#### Problem to solve
Write out exactly the lines from the first line of the records below through the line that contains "I think conceptually", and stop there.

Stored data entries:

■ ■ ■

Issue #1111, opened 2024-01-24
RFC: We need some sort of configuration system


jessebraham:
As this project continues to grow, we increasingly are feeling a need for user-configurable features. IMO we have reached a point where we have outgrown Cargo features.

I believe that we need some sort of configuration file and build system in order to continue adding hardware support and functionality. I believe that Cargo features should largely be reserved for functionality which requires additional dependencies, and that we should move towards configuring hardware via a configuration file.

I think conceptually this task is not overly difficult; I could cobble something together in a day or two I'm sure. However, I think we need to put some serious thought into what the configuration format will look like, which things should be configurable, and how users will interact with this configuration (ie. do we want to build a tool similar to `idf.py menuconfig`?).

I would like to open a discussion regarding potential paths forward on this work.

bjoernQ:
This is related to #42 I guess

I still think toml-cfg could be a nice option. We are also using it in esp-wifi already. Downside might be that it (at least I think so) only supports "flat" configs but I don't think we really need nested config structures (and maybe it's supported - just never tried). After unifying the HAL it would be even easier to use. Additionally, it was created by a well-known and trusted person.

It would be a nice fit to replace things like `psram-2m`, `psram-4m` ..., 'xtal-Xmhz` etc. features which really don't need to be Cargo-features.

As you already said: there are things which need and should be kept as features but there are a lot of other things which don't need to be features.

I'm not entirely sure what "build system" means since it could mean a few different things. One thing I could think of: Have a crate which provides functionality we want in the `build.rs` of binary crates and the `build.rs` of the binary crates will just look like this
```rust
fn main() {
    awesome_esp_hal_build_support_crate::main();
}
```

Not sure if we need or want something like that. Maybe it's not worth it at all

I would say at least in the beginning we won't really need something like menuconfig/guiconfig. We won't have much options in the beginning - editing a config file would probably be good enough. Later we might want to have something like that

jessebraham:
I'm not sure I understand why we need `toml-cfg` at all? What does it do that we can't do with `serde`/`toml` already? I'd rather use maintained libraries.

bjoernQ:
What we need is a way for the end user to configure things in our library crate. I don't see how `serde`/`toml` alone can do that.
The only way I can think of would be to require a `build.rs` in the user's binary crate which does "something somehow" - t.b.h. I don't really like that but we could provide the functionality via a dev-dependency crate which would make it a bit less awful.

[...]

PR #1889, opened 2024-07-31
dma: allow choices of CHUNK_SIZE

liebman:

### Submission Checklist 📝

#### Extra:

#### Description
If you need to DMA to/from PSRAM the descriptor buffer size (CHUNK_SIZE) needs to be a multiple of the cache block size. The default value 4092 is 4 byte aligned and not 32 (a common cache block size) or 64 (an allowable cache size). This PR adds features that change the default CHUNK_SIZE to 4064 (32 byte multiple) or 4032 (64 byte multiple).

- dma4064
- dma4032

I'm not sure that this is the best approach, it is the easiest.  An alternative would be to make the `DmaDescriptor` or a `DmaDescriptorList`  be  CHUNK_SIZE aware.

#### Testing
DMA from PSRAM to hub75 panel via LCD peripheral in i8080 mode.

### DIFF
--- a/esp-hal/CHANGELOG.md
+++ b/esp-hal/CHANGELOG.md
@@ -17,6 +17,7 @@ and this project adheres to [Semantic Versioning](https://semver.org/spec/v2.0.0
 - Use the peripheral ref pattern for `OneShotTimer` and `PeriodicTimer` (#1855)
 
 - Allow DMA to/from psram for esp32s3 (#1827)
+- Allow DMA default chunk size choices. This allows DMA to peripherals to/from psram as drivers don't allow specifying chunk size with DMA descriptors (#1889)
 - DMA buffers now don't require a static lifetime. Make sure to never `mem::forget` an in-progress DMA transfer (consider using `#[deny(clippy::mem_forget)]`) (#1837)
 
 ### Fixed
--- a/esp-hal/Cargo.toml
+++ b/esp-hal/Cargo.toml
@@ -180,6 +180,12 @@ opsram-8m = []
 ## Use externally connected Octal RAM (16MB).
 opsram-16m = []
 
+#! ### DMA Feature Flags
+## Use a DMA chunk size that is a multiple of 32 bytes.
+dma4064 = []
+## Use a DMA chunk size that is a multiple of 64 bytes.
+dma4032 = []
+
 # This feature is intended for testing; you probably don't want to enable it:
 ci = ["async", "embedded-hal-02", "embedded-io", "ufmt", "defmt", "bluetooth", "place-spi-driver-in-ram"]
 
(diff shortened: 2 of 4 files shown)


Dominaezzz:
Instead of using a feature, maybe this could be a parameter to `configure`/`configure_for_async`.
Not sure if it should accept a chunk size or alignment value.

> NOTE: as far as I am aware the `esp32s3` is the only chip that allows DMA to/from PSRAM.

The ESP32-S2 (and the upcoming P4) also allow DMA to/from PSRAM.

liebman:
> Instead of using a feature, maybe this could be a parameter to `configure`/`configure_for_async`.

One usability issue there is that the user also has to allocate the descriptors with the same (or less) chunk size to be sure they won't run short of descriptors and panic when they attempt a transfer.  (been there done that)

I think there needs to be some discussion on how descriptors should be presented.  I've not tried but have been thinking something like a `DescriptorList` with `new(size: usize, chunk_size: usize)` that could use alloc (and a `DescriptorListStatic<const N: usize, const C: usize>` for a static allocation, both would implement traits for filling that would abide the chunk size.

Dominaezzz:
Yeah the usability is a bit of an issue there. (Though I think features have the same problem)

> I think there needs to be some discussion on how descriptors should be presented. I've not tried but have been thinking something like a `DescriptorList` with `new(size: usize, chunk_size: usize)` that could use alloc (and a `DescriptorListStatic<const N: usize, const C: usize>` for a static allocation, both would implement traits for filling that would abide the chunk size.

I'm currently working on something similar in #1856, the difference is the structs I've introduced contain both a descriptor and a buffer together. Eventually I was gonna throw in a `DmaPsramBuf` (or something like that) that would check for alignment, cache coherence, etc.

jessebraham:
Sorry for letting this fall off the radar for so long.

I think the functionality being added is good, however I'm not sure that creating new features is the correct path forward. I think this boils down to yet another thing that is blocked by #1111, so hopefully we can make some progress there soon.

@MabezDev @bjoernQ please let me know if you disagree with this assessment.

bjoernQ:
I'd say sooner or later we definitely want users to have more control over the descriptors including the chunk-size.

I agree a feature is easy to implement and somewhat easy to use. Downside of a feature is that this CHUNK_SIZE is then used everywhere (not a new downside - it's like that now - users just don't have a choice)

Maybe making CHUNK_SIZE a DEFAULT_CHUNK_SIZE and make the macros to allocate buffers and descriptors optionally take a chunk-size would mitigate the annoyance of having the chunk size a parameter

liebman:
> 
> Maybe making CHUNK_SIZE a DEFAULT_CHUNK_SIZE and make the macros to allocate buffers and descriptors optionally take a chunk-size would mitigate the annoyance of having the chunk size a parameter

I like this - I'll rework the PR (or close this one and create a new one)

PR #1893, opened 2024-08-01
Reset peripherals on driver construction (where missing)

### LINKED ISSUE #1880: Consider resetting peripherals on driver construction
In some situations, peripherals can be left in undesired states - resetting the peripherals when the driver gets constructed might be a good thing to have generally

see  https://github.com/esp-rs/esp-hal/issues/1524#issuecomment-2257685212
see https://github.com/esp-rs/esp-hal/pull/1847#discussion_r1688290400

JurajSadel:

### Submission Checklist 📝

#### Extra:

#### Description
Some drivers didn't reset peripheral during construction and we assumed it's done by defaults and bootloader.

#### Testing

■ ■ ■

#### Answer space
Issue #1111, opened 2024-01-24
RFC: We need some sort of configuration system


jessebraham:
As this project continues to grow, we increasingly are feeling a need for user-configurable features. IMO we have reached a point where we have outgrown Cargo features.

I believe that we need some sort of configuration file and build system in order to continue adding hardware support and functionality. I believe that Cargo features should largely be reserved for functionality which requires additional dependencies, and that we should move towards configuring hardware via a configuration file.

I think conceptually this task is not overly difficult; I could cobble something together in a day or two I'm sure. However, I think we need to put some serious thought into what the configuration format will look like, which things should be configurable, and how users will interact with this configuration (ie. do we want to build a tool similar to `idf.py menuconfig`?).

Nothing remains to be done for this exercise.